On the topic of the thread, insects are not necessary in the diet if you're feeding a balanced cat or dog food, though they're very beneficial and add a lot of enrichment to the lives of the hedgies that will eat them.  If you check out the Nutrition chapter of my care book (link in my signature), I have a section called The DIY Diet that talks about a hedgehog's nutritional needs and how we can (or can try) to provide them.

Personally, for our hedgies that aren't interested in eating live or dry roasted insects, I have a supplement mix that has powdered mealworms, roaches, etc. (with balanced calcium, because insects are high in phosphorus) that I dust on their food. Along with it being incredibly nutritious, it adds a lot of fiber that our hedgies don't get with straight cat food and I've seen it do wonders for soft poop!


----------



## Alex (Dec 7, 2012)

Abbys; they do not need them if they're getting the proper nutrients they need from their daily diet; I think the majority of the site just uses them as treats, that's what I do. But it sounds like your hedgie is getting all the nutriets and vitamins she needs from her food, so if you want to give them to her as treats, However, I'd advise against feeding your hedgie peanutbutter.
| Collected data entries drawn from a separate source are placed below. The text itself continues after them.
PR #657, opened 2024-03-12
[MM-57211] Fix issues with multiple transcription jobs per call

streamer45:
#### Summary

In case of multiple transcription jobs per call we were not writing the metadata correctly which would cause failure to attach and render the captions. 

#### Ticket Link

https://mattermost.atlassian.net/browse/MM-57211

### DIFF
--- a/server/job_metadata.go
+++ b/server/job_metadata.go
@@ -109,7 +109,7 @@ func (p *Plugin) saveRecordingMetadata(postID, recID, trID string) error {
 				trID: tm.toMap(),
 			}
 		} else {
-			recordings[trID] = tm.toMap()
+			transcriptions[trID] = tm.toMap()
 		}
 		post.AddProp("transcriptions", transcriptions)
 	}
--- a/server/recording_api.go
+++ b/server/recording_api.go
@@ -17,21 +17,21 @@ import (
 
 var callRecordingActionRE = regexp.MustCompile(`^\/calls\/([a-z0-9]+)/recording/(start|stop|publish)$`)
 
-const recordingJobStartTimeout = 2 * time.Minute
+const recordingJobStartTimeout = time.Minute
 
 func (p *Plugin) recJobTimeoutChecker(callID, jobID string) {
 	time.Sleep(recordingJobStartTimeout)
 
 	state, err := p.lockCall(callID)
 	if err != nil {
-		p.LogError("failed to lock call", "err", err.Error())
+		p.LogError("failed to lock call", "err", err.Error(), "callID", callID, "jobID", jobID)
 		return
 	}
 	defer p.unlockCall(callID)
 
 	recState, err := state.getRecording()
 	if err != nil {
-		p.LogError("failed to get recording state", "error", err.Error())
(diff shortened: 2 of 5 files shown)


server/job_metadata.go
```diff
@@ -109,7 +109,7 @@ func (p *Plugin) saveRecordingMetadata(postID, recID, trID string) error {
 				trID: tm.toMap(),
 			}
 		} else {
-			recordings[trID] = tm.toMap()
```
streamer45, line 112: This is the bug, an innocent typo.

server/recording_api.go
```diff
@@ -17,21 +17,21 @@ import (
 
 var callRecordingActionRE = regexp.MustCompile(`^\/calls\/([a-z0-9]+)/recording/(start|stop|publish)$`)
 
-const recordingJobStartTimeout = 2 * time.Minute
```
streamer45, line 20: Lowering this a bit since 2 minutes is just too much for a user to be waiting.

server/transcription_api.go
```diff
@@ -51,9 +51,18 @@ func (p *Plugin) transcriptionJobTimeoutChecker(callID, jobID string) {
...
+				p.LogError("failed to stop recording job", "err", err.Error(), "callID", callID, "jobID", jobID)
 			}
+
+			// This is needed as we don't yet handle wsEventCallTranscriptionState on
+			// the client since jobs are coupled.
+			recClientState.Err = "failed to start transcriber job: timed out waiting for bot to join call"
+			p.publishWebSocketEvent(wsEventCallRecordingState, map[string]interface{}{
+				"callID":   callID,
+				"recState": clientState.toMap(),
+			}, &model.WebsocketBroadcast{ChannelId: callID, ReliableClusterSend: true})
```
streamer45, line 65: This is something I forgot to add originally. If the transcribing job fails first then we wouldn't notify the host as we are not handling the below `wsEventCallTranscriptionState` event.

server/transcription_api.go
```diff
@@ -26,7 +26,7 @@ func (p *Plugin) transcriptionJobTimeoutChecker(callID, jobID string) {
 
 	trState, err := state.getTranscription()
 	if err != nil {
-		p.LogError("failed to get transcription state", "error", err.Error())
+		p.LogWarn("failed to get transcription state", "err", err.Error(), "callID", callID, "jobID", jobID)
```
cpoile, line 29: Not asking for a change, but just curious why the change to LogWarn? If we return, it seems like an error makes sense?

cpoile (approved):

server/transcription_api.go
streamer45: Good question. The reason is that in most cases that's not really a sign of a problem. For example it will happen in any of these cases:

- If host ends a call before the bot gets a chance to join.
- If host stops and restart a recording before the first one started.
- If any of the two coupled jobs (transcriptions and recording) fails as we also stop the other but don't explicitly cancel the timeout checker.

cpoile: Ahh, okay, that makes sense. Thanks.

Its best to not give them anything sticky or chewy, because when it gets stuck in their teeth or the roof of their mouths, they tend to try and claw at it, and that can cause damage to their eyes or just cuts if they try and scratch at it too much. Just a suggestion...something other than peanut butter would be good for them


----------



## Mriao (Jan 20, 2013)

LizardGirl said:


> Mriao said:
> 
> 
> > gogrnny1955 said:
> ...


I think you may have misinterpreted me. Am I saying that all domesticated hedgehogs would absolutely die if they were released into their natural environment? Not at all. It was a general statement, not a fact. If your hedgehog has extremely strong instincts when it comes to catching insects and such, great.

However, I doubt anybody on this forum would be willing to bring an African Pygmy hedgehog *to* Africa and release it, in order to test the theory of it being capable of survival, so as it is, I think it's useless to debate something that will likely never come into play.

My point in posting that reply was that Gogrnny1955 cannot possibly know that the African Pygmy species of hedgehog in particular would survive on insects in the wild, just like I don't know that they wouldn't. There is no proof (that I know of) to back it up, so it's merely an empty statement, as of now. Therefore, no, "____ is what they would do in the wild" does *not* apply, because nobody actually knows. African Pygmies do have things in common with their wild ancestors, but keep in mind that they are domesticated, and whether or not they would survive in the wild would depend on the individual hedgehog.


----------



## LizardGirl (Aug 25, 2008)

> I think you may have misinterpreted me. Am I saying that all domesticated hedgehogs would absolutely die if they were released into their natural environment? Not at all. It was a general statement, not a fact. If your hedgehog has extremely strong instincts when it comes to catching insects and such, great.
> 
> However, I doubt anybody on this forum would be willing to bring an African Pygmy hedgehog to Africa and release it, in order to test the theory of it being capable of survival, so as it is, I think it's useless to debate something that will likely never come into play.
> 
> My point in posting that reply was that Gogrnny1955 cannot possibly know that the African Pygmy species of hedgehog in particular would survive on insects in the wild, just like I don't know that they wouldn't. There is no proof (that I know of) to back it up, so it's merely an empty statement, as of now. Therefore, no, "____ is what they would do in the wild" does not apply, because nobody actually knows. African Pygmies do have things in common with their wild ancestors, but keep in mind that they are domesticated, and whether or not they would survive in the wild would depend on the individual hedgehog.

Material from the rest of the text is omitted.